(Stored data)
-.-.-
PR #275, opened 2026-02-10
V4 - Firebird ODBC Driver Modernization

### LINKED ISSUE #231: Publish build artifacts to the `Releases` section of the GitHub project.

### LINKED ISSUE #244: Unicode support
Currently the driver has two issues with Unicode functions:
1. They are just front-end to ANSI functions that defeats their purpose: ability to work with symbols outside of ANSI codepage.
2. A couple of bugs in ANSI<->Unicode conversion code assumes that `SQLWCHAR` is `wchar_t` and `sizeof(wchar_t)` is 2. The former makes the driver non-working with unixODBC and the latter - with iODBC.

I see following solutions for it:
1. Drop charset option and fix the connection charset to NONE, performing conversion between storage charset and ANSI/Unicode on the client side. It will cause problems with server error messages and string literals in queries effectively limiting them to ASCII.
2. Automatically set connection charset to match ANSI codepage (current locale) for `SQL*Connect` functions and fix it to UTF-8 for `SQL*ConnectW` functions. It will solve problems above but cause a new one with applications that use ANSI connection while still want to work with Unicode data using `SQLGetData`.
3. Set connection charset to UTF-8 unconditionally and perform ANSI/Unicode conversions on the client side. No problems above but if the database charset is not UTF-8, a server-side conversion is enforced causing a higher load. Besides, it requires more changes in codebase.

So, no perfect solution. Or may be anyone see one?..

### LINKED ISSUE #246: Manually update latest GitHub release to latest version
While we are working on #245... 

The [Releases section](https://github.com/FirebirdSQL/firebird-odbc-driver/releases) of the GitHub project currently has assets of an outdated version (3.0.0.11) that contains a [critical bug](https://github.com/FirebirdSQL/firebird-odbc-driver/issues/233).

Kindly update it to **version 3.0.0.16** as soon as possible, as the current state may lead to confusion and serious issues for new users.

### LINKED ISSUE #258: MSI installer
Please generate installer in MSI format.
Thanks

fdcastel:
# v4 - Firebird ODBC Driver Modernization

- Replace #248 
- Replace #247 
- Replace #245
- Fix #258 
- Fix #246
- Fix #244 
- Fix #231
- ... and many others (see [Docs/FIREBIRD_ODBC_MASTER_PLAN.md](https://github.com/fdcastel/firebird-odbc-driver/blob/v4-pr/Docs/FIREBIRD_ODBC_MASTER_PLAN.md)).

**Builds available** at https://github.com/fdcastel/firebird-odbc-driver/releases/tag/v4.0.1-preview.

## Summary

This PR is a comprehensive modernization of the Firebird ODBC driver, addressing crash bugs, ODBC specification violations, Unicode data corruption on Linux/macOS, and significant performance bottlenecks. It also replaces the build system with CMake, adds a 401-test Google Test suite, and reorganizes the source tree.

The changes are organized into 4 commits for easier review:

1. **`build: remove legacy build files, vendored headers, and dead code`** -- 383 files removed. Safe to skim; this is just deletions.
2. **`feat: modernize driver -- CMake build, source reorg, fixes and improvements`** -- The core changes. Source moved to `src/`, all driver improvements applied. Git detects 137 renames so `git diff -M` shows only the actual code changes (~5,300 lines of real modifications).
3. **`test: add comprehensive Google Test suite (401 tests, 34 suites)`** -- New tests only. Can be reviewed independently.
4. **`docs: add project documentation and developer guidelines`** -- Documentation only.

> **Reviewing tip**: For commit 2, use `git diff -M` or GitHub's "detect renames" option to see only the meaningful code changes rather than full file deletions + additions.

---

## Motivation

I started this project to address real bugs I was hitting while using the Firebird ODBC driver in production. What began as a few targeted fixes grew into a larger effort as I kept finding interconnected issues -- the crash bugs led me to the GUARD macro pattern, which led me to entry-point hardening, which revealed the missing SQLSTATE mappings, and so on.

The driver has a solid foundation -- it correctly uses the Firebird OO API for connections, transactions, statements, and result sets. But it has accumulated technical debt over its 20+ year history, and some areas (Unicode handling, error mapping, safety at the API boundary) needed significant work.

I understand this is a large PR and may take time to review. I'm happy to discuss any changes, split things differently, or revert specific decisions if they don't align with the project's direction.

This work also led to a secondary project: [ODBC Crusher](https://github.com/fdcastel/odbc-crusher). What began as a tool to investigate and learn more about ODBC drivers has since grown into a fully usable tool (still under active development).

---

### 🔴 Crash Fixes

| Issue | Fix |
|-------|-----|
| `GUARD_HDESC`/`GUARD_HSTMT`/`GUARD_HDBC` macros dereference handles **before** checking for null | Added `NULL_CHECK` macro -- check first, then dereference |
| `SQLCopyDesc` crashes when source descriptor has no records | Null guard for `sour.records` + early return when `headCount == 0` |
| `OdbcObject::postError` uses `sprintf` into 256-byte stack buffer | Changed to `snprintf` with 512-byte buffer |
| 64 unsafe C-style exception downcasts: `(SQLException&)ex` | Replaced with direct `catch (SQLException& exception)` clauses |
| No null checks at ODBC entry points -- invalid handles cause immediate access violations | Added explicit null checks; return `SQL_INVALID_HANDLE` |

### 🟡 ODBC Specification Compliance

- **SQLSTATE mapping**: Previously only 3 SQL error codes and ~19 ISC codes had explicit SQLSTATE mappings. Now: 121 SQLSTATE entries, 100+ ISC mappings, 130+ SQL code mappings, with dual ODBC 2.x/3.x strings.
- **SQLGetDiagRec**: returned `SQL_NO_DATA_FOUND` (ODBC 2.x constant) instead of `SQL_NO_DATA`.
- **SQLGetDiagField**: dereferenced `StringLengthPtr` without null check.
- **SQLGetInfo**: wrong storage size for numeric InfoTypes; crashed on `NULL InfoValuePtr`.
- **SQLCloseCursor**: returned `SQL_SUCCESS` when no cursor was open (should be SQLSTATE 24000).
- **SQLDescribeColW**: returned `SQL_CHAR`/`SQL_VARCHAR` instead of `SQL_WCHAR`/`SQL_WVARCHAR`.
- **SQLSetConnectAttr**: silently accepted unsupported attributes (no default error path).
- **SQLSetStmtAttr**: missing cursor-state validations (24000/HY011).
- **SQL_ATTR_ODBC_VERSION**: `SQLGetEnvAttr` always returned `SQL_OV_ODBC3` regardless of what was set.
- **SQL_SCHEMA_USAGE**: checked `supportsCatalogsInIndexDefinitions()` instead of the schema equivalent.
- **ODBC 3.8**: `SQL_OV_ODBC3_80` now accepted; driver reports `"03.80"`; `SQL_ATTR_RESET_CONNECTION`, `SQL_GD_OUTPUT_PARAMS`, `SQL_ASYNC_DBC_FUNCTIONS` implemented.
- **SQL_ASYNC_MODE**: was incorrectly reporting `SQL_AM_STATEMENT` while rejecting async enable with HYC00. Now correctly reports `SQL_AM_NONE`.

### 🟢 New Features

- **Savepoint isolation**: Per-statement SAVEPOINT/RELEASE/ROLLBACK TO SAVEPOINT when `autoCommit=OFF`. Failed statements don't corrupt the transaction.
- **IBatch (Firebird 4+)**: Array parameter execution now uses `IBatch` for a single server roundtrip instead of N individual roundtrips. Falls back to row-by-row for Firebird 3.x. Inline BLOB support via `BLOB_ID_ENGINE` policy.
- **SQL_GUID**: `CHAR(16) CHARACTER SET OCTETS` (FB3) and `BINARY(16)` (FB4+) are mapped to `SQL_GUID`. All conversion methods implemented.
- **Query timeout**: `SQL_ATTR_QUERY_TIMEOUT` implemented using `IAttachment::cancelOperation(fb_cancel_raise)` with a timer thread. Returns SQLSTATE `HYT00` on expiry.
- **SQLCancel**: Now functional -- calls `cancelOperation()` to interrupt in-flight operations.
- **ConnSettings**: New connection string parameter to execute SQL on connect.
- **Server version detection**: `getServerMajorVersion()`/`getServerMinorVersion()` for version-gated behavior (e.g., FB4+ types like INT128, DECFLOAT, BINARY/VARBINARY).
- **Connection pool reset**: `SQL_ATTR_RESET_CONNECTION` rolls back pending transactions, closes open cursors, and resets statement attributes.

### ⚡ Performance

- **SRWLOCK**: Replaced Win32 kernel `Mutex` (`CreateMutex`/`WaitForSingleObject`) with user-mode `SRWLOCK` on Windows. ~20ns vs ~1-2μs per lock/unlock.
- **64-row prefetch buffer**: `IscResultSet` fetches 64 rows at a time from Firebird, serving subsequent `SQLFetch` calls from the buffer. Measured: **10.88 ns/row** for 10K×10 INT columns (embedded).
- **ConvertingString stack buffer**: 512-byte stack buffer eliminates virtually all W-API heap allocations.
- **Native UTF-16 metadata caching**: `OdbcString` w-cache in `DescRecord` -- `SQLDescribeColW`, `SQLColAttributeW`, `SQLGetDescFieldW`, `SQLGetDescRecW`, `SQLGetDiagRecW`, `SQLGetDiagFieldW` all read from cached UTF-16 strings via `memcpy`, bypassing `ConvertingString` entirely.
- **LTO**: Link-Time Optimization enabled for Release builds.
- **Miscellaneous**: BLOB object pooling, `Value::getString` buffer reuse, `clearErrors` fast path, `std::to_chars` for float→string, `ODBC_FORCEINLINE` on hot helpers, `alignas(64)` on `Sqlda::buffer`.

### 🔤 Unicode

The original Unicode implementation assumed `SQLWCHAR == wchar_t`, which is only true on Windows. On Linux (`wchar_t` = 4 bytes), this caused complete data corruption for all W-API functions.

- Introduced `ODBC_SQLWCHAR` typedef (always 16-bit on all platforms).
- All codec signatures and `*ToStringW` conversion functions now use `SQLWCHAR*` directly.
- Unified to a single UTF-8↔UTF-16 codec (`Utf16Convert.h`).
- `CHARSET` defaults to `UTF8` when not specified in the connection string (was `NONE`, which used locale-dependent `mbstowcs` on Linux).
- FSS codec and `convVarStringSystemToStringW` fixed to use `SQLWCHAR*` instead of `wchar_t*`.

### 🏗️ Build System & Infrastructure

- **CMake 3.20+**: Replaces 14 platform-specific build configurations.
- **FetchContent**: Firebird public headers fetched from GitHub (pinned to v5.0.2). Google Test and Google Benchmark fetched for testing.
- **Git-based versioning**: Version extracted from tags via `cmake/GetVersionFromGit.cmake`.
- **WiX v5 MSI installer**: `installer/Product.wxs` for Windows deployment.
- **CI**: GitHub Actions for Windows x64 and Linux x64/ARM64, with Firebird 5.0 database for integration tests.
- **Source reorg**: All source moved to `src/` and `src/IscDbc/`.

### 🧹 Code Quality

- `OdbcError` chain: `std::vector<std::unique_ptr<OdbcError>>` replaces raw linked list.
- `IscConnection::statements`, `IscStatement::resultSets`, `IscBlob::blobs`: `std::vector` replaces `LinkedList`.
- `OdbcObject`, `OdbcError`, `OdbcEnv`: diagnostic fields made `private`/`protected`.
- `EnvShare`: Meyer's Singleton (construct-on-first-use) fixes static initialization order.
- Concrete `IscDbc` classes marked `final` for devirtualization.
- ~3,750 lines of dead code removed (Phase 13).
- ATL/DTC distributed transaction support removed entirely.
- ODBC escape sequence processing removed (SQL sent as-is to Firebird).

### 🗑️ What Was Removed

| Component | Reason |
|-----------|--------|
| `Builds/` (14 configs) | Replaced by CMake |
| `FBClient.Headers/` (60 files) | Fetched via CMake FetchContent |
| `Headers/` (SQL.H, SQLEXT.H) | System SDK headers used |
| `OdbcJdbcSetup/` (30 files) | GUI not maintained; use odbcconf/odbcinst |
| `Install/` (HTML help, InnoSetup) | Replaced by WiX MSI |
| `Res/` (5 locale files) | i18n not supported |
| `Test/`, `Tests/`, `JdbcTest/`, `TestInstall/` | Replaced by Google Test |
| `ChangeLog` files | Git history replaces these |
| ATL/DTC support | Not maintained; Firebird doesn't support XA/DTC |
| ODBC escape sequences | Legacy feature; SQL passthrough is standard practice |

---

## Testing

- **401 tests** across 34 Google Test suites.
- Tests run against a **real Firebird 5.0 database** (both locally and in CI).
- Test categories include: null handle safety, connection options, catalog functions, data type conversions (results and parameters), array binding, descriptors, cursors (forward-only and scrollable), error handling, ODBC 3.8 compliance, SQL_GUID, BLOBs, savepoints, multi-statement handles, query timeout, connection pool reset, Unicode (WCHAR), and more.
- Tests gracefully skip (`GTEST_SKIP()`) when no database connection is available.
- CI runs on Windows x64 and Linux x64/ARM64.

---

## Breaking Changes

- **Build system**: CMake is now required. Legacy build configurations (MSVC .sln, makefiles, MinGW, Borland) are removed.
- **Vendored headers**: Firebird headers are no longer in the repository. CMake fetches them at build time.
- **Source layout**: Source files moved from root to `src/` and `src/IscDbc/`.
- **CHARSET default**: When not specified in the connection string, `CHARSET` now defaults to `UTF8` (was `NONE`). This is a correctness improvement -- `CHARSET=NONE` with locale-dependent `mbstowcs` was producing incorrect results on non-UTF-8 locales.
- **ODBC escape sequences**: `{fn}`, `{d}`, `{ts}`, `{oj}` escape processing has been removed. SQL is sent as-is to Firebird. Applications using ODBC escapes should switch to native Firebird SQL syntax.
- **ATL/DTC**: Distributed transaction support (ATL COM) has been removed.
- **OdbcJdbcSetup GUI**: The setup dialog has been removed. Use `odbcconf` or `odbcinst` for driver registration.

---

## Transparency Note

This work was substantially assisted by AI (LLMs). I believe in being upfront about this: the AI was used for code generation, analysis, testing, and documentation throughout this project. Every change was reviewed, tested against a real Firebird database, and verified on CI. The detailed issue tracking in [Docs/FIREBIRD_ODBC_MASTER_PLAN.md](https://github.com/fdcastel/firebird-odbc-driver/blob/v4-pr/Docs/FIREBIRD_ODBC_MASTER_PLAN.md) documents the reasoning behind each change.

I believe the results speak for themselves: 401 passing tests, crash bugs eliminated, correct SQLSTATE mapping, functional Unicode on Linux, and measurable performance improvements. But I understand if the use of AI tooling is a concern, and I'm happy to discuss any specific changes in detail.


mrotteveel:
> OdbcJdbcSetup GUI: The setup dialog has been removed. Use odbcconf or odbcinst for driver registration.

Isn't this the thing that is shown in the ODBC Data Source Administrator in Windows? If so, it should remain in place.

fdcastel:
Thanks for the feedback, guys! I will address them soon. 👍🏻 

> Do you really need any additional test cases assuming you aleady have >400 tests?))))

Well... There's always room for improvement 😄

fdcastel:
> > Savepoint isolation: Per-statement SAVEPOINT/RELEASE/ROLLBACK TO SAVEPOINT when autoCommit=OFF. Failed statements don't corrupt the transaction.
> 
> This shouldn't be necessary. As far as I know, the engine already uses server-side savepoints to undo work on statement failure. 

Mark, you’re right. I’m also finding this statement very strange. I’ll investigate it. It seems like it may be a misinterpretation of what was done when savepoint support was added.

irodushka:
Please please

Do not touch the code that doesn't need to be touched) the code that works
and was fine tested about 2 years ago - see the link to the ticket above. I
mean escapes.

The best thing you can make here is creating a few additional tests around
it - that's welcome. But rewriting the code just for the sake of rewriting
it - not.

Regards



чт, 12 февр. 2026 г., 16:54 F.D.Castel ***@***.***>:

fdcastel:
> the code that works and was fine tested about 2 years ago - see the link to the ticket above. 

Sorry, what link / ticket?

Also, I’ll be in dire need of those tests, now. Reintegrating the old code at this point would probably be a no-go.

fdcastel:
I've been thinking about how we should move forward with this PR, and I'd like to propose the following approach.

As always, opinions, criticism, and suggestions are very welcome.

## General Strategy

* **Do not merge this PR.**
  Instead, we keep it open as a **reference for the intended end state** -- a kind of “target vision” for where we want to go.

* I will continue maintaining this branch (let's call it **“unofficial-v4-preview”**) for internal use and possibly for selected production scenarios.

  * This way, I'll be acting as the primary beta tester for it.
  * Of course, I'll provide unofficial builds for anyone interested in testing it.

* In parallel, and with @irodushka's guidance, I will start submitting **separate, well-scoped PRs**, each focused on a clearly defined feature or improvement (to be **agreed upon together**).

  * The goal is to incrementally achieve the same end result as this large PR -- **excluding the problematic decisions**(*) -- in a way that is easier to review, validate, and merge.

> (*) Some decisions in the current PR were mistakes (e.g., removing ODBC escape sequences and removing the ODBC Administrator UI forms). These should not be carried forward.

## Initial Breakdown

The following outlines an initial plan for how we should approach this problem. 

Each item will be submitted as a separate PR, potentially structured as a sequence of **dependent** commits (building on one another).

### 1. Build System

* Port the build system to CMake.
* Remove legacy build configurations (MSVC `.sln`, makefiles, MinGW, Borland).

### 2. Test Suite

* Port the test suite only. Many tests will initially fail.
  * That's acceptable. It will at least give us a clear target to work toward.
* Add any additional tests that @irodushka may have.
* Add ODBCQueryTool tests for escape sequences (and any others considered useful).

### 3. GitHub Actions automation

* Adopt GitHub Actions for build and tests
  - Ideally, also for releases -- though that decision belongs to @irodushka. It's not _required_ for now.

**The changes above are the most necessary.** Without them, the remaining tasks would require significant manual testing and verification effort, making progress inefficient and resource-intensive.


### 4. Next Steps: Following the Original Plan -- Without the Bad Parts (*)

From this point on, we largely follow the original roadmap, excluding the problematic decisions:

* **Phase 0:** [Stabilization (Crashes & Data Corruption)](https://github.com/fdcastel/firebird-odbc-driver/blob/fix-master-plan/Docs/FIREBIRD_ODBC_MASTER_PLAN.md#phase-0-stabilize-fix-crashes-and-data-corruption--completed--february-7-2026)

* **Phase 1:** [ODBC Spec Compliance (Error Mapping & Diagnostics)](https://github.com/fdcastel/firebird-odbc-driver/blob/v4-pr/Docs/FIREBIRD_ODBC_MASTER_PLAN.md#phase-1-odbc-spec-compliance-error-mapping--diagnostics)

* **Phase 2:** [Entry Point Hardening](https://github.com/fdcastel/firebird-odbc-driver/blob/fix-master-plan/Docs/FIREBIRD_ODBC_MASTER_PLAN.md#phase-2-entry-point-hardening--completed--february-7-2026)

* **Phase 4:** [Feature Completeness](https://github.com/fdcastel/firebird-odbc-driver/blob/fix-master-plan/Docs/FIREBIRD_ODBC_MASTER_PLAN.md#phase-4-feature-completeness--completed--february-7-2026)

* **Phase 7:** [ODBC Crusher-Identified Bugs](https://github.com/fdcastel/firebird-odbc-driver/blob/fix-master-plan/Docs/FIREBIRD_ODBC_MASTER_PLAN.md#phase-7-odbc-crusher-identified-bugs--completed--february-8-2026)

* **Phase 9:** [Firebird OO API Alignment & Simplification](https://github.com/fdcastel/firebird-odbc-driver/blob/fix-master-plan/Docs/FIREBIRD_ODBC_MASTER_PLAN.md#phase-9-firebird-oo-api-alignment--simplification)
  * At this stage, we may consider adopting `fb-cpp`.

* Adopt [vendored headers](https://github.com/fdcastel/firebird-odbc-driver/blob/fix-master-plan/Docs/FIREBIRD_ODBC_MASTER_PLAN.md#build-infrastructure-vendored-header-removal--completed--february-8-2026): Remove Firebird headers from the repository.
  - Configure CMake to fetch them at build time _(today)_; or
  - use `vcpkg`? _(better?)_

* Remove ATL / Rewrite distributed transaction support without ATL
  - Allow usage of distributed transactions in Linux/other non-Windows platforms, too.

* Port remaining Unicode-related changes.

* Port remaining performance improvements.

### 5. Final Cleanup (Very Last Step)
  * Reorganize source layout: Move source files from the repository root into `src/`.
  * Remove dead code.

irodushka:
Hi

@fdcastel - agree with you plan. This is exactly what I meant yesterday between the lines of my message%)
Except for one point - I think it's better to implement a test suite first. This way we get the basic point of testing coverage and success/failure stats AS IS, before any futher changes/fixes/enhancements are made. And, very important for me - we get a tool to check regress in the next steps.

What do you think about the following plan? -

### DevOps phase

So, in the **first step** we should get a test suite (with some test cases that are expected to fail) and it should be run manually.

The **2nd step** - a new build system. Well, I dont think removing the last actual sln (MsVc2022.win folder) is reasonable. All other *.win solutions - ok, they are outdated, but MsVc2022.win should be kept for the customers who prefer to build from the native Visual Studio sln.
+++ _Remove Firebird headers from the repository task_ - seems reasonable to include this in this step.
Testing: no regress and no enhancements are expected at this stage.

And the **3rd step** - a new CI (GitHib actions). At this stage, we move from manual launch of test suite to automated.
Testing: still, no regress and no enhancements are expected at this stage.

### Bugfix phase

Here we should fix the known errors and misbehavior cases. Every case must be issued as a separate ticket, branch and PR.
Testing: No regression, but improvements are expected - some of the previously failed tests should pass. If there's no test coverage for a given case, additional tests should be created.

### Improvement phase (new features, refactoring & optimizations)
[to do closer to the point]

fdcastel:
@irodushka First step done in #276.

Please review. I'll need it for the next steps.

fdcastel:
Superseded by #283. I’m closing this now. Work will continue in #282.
-.-.-
◆ Directions
Reproduce only the lines above spanning from the line containing "I see following" through the line containing "- ... and many", word for word.

◆ Result of this exercise
I see following solutions for it:
1. Drop charset option and fix the connection charset to NONE, performing conversion between storage charset and ANSI/Unicode on the client side. It will cause problems with server error messages and string literals in queries effectively limiting them to ASCII.
2. Automatically set connection charset to match ANSI codepage (current locale) for `SQL*Connect` functions and fix it to UTF-8 for `SQL*ConnectW` functions. It will solve problems above but cause a new one with applications that use ANSI connection while still want to work with Unicode data using `SQLGetData`.
3. Set connection charset to UTF-8 unconditionally and perform ANSI/Unicode conversions on the client side. No problems above but if the database charset is not UTF-8, a server-side conversion is enforced causing a higher load. Besides, it requires more changes in codebase.

So, no perfect solution. Or may be anyone see one?..

### LINKED ISSUE #246: Manually update latest GitHub release to latest version
While we are working on #245... 

The [Releases section](https://github.com/FirebirdSQL/firebird-odbc-driver/releases) of the GitHub project currently has assets of an outdated version (3.0.0.11) that contains a [critical bug](https://github.com/FirebirdSQL/firebird-odbc-driver/issues/233).

Kindly update it to **version 3.0.0.16** as soon as possible, as the current state may lead to confusion and serious issues for new users.

### LINKED ISSUE #258: MSI installer
Please generate installer in MSI format.
Thanks

fdcastel:
# v4 - Firebird ODBC Driver Modernization

- Replace #248 
- Replace #247 
- Replace #245
- Fix #258 
- Fix #246
- Fix #244 
- Fix #231
- ... and many others (see [Docs/FIREBIRD_ODBC_MASTER_PLAN.md](https://github.com/fdcastel/firebird-odbc-driver/blob/v4-pr/Docs/FIREBIRD_ODBC_MASTER_PLAN.md)).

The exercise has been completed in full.